Flowers executed her will on June 27, 1989. She died on May 14, 1990. On May 21,1990, Debbie Parker, the named personal representative, filed Flowers’ will for probate. The appellants, Nola Clinking-beard, Lillian Fowler, Ratha Reynolds and Fay Davis Dattuso (collectively, beneficiaries/sisters), are Flowers’ sisters. They are all named as devisees and/or beneficiaries in Flowers’ will.
On June 1, 1990, Hooper filed a petition to receive Flowers’ estate as a pretermitted heir pursuant to 84 O.S.1991 § 132.6 This cause arises out of the sisters’ objection to Hooper’s petition. On August 21,1990, the trial court held a hearing in which oral and documentary evidence were presented. The trial court found that Hooper qualified as a pretermitted heir and that nothing on the face of the will indicated an ambiguity allowing the introduction of extrinsic evidence.7 The Court of Appeals affirmed. It found that: 1) adoptive parents’ parental rights could not be legally severed in 1943; and 2) extrinsic evidence was not admissible to establish the testatrix’s intent to disinherit her adopted daughter. We granted certiorari on November 23, 1992, to determine: 1) whether the termination of parental' rights affects the adoptive daughter’s right to inherit from her adoptive mother as a pretermitted heir under 84 O.S.1991 § 132; and 2) whether parol evidence is admissible to ascertain the adoptive mother’s testatorial intent.
I.
THE PASSAGE OF THE UNIFORM ADOPTION ACT (ADOPTION ACT), 10 O.S.1991 § 60.1 ET SEQ. IN 1957 ABOLISHED ALL PRE-EXISTING DIFFERENCES BETWEEN ADOPTED AND NATURAL CHILDREN. BECAUSE THE CLEAR LANGUAGE OF 10 O.S.1991 § 1132 PROVIDES THAT TERMINATION OF PARENTAL RIGHTS DOES NOT AFFECT A CHILD’S RIGHT TO INHERIT FROM ITS PARENT, HOOPER QUALIFIES AS A PRETERMIT-TED HEIR UNDER 84 O.S.1991 § 132.
Both parties argue that a primary issue in the cause concerns Hooper’s status as an adopted child. Clinkingbeard asserts that the trial court had the authority to sever the parental relationship between an adopted child and his/her adoptive parents in 1943. Hooper insists that the trial court lacked authority to terminate the parent-child relationship absent a second adoption. However, this issue is not dispositive.8 As [1150]*1150the following discussion demonstrates, even if the parental tie was severed in 1943, Hooper qualifies as a pretermitted heir under 84 O.S.1991 § 132.9
In 1957, Oklahoma adopted the Uniform Adoption Act (Adoption Act), 10 O.S.1991 § 60.1 et seq. In Conville v. Bakke, 400 P.2d 179, 192-93 (Okla.1964), this Court discussed the Legislature’s intent in enacting the Adoption Act. We specifically recognized in Conville that in repealing the prior law relating to the inheritance rights of adopted children the Legislature intended that all adopted children — those adopted before 1957 and those adopted after enactment of the Adoption Act — be treated similarly. An argument that the pre-1957 adoption law remained in effect for the purpose of determining heirs of persons dying after 1957 if the heir was adopted prior to the effective date of the Adoption Act was found unpersuasive.

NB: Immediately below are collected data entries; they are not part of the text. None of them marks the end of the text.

PR #1180, opened 2026-06-11
[16.0][BK] [18.0] shopfloor: add qty_picked helper methods

lmignon:
Description:
Port from 18.0 to 16.0:
- https://github.com/OCA/stock-logistics-shopfloor/pull/28

These helpers will be used by the back-port of the `shopfloor_single_product_transfer` addon

### DIFF
--- a/shopfloor/actions/stock.py
+++ b/shopfloor/actions/stock.py
@@ -2,7 +2,7 @@
 # Copyright 2025 Michael Tietz (MT Software) <mtietz@mt-software.de>
 # License AGPL-3.0 or later (http://www.gnu.org/licenses/agpl.html).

In Conville, we recognized the Legislature’s authority to provide for the prospective operation of a statute. We also noted that the Legislature did not exercise that authority in the Adoption Act. Instead, it created a system in which all adopted children are treated similarly for the purposes of inheritance and moved Oklahoma into the modern trend of placing adopted children upon the same footing as natural offspring. We will not today step back, through judicial fiat, to a system which treats those children differently based upon their date of adoption. Were we to do so, it would unravel the law established by judicial decision, and result in the creation of an unconstitutional special law10 and a denial of equal protection under the law.11
The findings of Conville were reinforced in Hines v. First Nat’l Bank & Trust Co., 708 P.2d 1078, 1080 (Okla.1985). Hines involved the right of a an adopted child to inherit from the lineal kindred of the adoptive parent. In Hines, we stated:
“Although, the Uniform Adoption Act was not enacted until 1957, and the appellant was adopted in 1950, generally the right of an adopted child to inherit is decided by the law in force at the death of the testatrix/testator not the date of the adoption.”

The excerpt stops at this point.